Werbung
GP Monaco 2026: Das Rennen ist vorbei, die Diskussionen nicht
Auch ein Tag nach dem Grand Prix von Monaco sorgt das Rennen weiterhin für Gesprächsstoff. Umstrittene Zeitstrafen, Kritik an der FIA-Messmethode in der Boxengasse und ein möglicher Alpine-Einspruch werfen Fragen auf. Das offizielle Ergebnis könnte sogar noch einmal auf den Prüfstand kommen.
Während Mercedes-Pilot Andrea Kimi Antonelli in Monaco seinen nächsten Sieg feierte, sorgt das Nachspiel des Rennens für mindestens ebenso viele Schlagzeilen wie die Action auf der Strecke.

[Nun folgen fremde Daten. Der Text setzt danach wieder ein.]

Issue #118, opened 2018-06-28
Index problem in _branches_with_oos_buses ?


WinfriedL:
I think there is an issue in `_branches_with_oos_buses(net, ppc)` if lines are connected to oos buses on both sides and have non-continuous branch indices.

https://github.com/lthurner/pandapower/blob/a3c270da7f41931168716a6e1f49399ec80eb6cd/pandapower/build_branch.py#L759-L768

`line_is_idx[mask_and]` is an array of branch indices, but ppc["branch"] has an continuous index. 
This leads to an IndexError.

jhmenke:
I think an additional mapping via *net._pd2ppc_lookups["branch"]* could be required.
*line_is_idx* is initialized with the pandapower indices: *is_elements["line_is_idx"] = net["line"].index[net["line"].in_service.values]*

@FlorianShepherd ?

lthurner:
I think this issue should be adressed within the planned refactoring of the switch code (see #30).

To summarize, there are four basic cases:

1. A branch with an open switch at one side
2. A branch with an open switch at either side
3. A branch that is connected to an out of service bus at one side
4. A branch that is connected to an out of service bus at both sides

Internally, cases 1 and 3 are handled by creating an auxiliary bus and reconnecting the branch to the auxiliary bus. Cases 2 and 4 are handled by setting the branch out of service.

Even though cases 1/3 and 2/4 are basically the same case with regard to the internal modeling, they are adressed in different parts of the code. The [_switch_branches](https://github.com/lthurner/pandapower/blob/a3c270da7f41931168716a6e1f49399ec80eb6cd/pandapower/build_branch.py#L549) function handles switches (case 1 and 2) and the [_branches_with_oos_buses](https://github.com/lthurner/pandapower/blob/a3c270da7f41931168716a6e1f49399ec80eb6cd/pandapower/build_branch.py#L726) function handles out of service buses (cases 3 and 4). But since both functions do basically the same thing just once for OOS buses and once for switches, the functions are very similar, and it looks like some code was copy&pasted from the _switch_branches function to the _branches_with_oos_buses function. So when we refactor the switch branches functionality, my opinion is that these two functions should be merged into one to avoid duplicate code and make it more structured. This also has the advantage that "mixed" cases like an open switch at one side and an out of service bus at the other side, would be considered, which from my understanding would fail at the moment.

[...]

PR #121, opened 2018-07-05
Check if all trafo buses are in_service and set ad_bus accordingly

WinfriedL:
This prevents an unsupplied ad_bus which is set in_service. Otherwise the powerflow cannot converge. I think with this #118 can be closed.

### DIFF
--- a/pandapower/auxiliary.py
+++ b/pandapower/auxiliary.py
@@ -33,7 +33,7 @@ import pandas as pd
 import scipy as sp
 import six
 
-from pandapower.idx_brch import F_BUS, T_BUS
+from pandapower.idx_brch import F_BUS, T_BUS, BR_STATUS
 from pandapower.idx_bus import BUS_I, BUS_TYPE, NONE, PD, QD
 
 try:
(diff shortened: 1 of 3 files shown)


lthurner:
Can you add a small test to the test suite checking this case? This fixes the problem, but also slows down the creation of the equivalent branches because of the three additional .loc operations. I think it should be possible to do this on the ppc without pandas indexing. If you add a test I can try to refactor this at some point.

WinfriedL:
> Can you add a small test to the test suite checking this case?

So far I could not create a test which shows the problem. From what I can see the ad_bus should be set out of service in `_check_connectivity`, which works without problems in the small testcase, but seems to fail in my larger network. Or maybe there is a different issue somewhere else which I have not found yet. Which gets somehow solved by my pull request...

WinfriedL:
Finally I have a testcase, the issue is a bit different than initially thought.

Currently `_check_connectivity()` ignores the `BR_STATUS` flag. If a three winding transformer is connected with an out of service branch to the rest of the network, the function detects it as reachable and does not set the ad_bus out of service. So my initial fix worked, because I used my own detection of out of service buses, so all three transformer buses were set out of service, and this in turn was detected by my pull request. 

I will update the pull request with a testcase and the correct fix in `_check_connectivity()`.

lthurner:
Thanks for investigating further! I was also able to reproduce that problem in a grid without 3W-transformer, so that was really a general bug in the connectivity check. Good catch!

WinfriedL:
> I was also able to reproduce that problem in a grid without 3W-transformer

I was assuming that this should happen without 3W transformers as well, but since I saw the problem with those, I created a testcase reflecting it. Maybe a more general testcase makes more sense...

Im Zentrum der Diskussion stehen mehrere Zeitstrafen wegen angeblicher Geschwindigkeitsüberschreitungen in der Boxengasse. Besonders Alpine zweifelt die Messungen der FIA an. Das Team sieht Unterschiede zwischen den offiziellen Daten und den eigenen Telemetrie-Werten und prüft weitere Schritte. Für Pierre Gasly hatten die Strafen direkte Folgen: Er verlor dadurch einen möglichen Podestplatz.
Messmethode der FIA sorgt für Kritik
Die Kontroverse dreht sich vor allem um die spezielle Boxeneinfahrt in Monaco. Mehrere Teams vermuten, dass die Messmethode der FIA auf dem engen Stadtkurs zu fragwürdigen Ergebnissen geführt haben könnte. Der Weltverband hält bislang jedoch an seiner Bewertung fest.
Für Frust sorgte auch die Strafe gegen Sergio Pérez. Der Cadillac-Pilot hätte dem neuen Team den ersten WM-Punkt beschert, fiel nach einer Zehnsekundenstrafe wegen einer falschen Startposition jedoch wieder aus den Top 10.
Damit steht weniger das sportliche Ergebnis im Fokus als die Entscheidungen der Rennkommissare. Sollte Alpine mit seiner Überprüfung Erfolg haben, könnte das Klassement des GP Monaco sogar nachträglich angepasst werden.